» **TASK DETAILS**
Scan the records for "place". Report each line that includes it.

***

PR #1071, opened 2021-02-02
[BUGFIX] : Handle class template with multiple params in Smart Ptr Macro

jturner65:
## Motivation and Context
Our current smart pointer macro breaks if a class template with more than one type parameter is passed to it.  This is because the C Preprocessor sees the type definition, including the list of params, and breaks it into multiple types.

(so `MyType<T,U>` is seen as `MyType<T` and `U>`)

***

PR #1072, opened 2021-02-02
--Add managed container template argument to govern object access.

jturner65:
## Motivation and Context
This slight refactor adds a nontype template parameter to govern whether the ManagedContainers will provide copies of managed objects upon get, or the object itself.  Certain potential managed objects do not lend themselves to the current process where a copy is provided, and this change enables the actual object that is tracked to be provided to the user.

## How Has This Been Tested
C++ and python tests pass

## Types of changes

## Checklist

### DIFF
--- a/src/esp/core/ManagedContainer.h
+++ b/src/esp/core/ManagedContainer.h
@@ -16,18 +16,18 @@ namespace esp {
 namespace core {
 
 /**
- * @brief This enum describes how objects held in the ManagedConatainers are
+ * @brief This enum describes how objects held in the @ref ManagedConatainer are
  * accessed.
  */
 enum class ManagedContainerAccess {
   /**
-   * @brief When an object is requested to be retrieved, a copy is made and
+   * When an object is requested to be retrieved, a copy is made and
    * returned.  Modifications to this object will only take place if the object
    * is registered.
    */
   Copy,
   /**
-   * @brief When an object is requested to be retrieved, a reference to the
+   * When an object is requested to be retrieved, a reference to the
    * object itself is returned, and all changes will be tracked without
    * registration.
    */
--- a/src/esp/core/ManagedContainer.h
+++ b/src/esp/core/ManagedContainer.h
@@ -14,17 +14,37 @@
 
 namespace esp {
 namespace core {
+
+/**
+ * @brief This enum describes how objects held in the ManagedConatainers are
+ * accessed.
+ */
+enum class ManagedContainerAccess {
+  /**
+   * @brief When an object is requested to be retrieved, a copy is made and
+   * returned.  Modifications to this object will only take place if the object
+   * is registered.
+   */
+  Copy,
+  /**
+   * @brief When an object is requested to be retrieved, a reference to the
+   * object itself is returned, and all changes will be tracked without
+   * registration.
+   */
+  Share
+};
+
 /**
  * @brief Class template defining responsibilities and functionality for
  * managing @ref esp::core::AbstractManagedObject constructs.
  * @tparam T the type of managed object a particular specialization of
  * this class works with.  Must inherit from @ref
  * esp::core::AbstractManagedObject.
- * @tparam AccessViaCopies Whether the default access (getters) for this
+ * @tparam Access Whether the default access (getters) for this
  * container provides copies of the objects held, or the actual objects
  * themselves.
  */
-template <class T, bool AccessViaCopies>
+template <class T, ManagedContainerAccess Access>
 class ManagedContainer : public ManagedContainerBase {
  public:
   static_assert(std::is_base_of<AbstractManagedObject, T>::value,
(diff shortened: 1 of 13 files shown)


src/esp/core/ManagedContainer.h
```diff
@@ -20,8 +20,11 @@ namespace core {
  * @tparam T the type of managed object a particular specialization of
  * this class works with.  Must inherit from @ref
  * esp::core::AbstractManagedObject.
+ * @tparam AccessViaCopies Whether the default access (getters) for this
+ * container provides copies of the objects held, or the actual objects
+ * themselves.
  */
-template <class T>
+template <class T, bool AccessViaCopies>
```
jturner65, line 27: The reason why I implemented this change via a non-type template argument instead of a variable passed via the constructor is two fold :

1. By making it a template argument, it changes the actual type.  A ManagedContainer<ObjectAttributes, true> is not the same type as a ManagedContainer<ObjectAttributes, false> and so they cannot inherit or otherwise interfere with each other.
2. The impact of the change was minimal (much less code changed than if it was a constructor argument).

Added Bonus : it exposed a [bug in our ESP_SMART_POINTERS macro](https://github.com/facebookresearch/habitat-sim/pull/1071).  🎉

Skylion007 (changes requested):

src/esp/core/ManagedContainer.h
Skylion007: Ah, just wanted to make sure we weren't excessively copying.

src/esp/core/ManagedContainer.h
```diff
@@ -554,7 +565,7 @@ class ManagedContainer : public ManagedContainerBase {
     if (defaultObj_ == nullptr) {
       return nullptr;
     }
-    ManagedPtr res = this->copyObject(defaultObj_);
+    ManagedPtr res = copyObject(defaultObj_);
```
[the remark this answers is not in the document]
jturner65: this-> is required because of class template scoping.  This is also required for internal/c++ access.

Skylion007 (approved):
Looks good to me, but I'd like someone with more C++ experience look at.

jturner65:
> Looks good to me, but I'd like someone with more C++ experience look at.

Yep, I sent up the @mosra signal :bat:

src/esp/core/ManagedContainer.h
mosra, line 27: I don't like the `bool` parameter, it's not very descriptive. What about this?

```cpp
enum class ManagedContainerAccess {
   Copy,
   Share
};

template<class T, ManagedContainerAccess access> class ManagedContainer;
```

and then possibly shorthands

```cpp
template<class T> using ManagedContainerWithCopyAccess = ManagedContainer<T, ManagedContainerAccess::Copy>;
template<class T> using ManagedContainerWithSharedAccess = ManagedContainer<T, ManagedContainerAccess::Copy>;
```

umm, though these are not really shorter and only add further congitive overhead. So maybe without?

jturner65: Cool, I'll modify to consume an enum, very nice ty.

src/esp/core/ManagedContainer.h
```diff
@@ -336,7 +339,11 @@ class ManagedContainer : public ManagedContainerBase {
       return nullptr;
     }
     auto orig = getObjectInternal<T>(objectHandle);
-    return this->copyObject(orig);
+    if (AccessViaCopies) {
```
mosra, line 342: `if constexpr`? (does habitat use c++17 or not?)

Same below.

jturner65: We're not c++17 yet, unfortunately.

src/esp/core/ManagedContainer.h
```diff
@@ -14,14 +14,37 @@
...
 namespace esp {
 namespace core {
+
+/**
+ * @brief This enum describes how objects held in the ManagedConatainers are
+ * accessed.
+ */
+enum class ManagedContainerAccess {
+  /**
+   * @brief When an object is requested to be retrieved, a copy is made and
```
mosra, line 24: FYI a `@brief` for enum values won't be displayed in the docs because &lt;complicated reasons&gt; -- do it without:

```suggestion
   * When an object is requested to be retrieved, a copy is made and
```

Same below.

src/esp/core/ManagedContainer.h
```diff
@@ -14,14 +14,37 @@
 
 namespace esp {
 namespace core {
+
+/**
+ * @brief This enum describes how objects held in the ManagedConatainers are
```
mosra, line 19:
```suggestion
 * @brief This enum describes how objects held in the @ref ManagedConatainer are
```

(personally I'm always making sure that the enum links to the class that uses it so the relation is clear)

***

» **TASK OUTPUT**
    * returned.  Modifications to this object will only take place if the object
+   * returned.  Modifications to this object will only take place if the object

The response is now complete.